In the morning she discovered that Miss Concher had never returned to the truck to sleep. All was silent.

She scrambled up in alarm and ran for the gaping trench. She should have stayed up, kept watch... if the grand old lady had hurt herself, or collapsed, or—

She need not have worried. Miss Concher was standing waist-deep in the cave excavation, lifting out objects and using the main trench as a display shelf. Meticulously arranged were a series of irregular objects and portions of an animal skeleton.

"Miss Concher! Have you been up all night?" But the question was gratuitous and rhetorical.

The woman lifted her white head, smiling tiredly. "Yes, we have found the answer. We know who started man on his way. The artifacts are conclusive." She caressed the dirt-encrusted object in her hand. "Mesolithic culture, I would say—shaped tools, but no gardening. They were obviously able to sail on the rivers and ocean, at least with some kind of raft, and to domesticate certain animals—"

"You know who trained Australopithecus to—"

"Yes, the hominids were one of their domestics. They recognized in Australopithecus the potential for really effective service, and they took the long view. A few thousand years of selection and training—more than enough to affect the species profoundly—and man was on his way. He even—"

Mrs. Rhodes was shocked. "You mean man started out as—as a pet, like a dog?"

"More like a horse, or an elephant. He was trained to obey simple commands, to carry his master, fetch things, and finally to undertake dinotherium hunts under the direction of a few overseers. You see, mainland Africa was too wild for a gentle, civilized species then, as it is today for different reasons. Yet they needed certain commodities such as ivory—"

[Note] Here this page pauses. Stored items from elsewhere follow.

PR #97, opened 2026-09-02
Enables LCM auto-upgrade

dharmit:
A separate phase for LCM upgrade is added as the first phase for LCM so that it gets upgraded before anything else.


internal/upgrade/reconcilers/lcm_test.go
```diff
@@ -202,6 +204,78 @@ var _ = Describe("LCMReconciler", func() {
 				Expect(status.State).To(Equal(lifecyclev1alpha1.UpgradeSucceeded))
 				Expect(status.Message).To(Equal("All 2 LCM charts upgraded successfully (0 skipped)"))
 			})
+
+			FIt("should not error even if the charts fail to upgrade", func() {
```
dharmit: Created this for the purpose of discussion. In this test, CRD charts fail to upgrade, but that doesn't prevent LCM chart upgrades from getting triggered.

Mrs. Rhodes saw a fragment of tusk among the displayed artifacts, and knew that neither elephant nor dinotherium had ever ranged Madagascar. Ivory had to be imported. But how could there have been such a culture on Earth before human civilization arose? "Who—" But she was unable to frame the question properly, afraid of the answer.

"Why, the Lemuridae, of course. Didn't I tell you about Archaeolemur, with the almost hominid skull? Here in this cave we have an offshoot new to paleontology, with a comparatively enormous braincase and distinctive configuration. 1,000 cc easily, if my wrinkled old fingers do not deceive me. Easily capable of mesolithic technology, in the circumstances." She hefted the broken skull. "Look at this marvelous specimen yourself! Plainly derived from Archaeolemur, but the placement of the foramen magnum—"

"Are you saying the—the lemurs are civilized? That they—"

"Lemuridae. Not today's lemurs, but their advanced relatives. Yes, they were the ones. They controlled fire, they were artistic." Miss Concher patted the skull affectionately. "But they made one fatal mistake in their choice of domestics. Not the first time a tutor has been out-stripped by his pupil, I'm sure, or the last. Australopithecus was almost as intelligent as this lemuridae, even then—and he had more potential, because of his size and fully bipedal stance. All he needed was a good example and some discipline. What took the lemuridae several million years to develop, man covered in a few hundred thousand."

Mrs. Rhodes stopped fighting it. "Where is Archaeolemur now? With that head start—"

"Extinct, of course. His mouth was too large, his buttocks too small, his skin too hairy, his taste too good. Alas, he has been replaced on Earth by his domestic. Man could hardly have been a docile, loyal pet—not when trained as a hunter."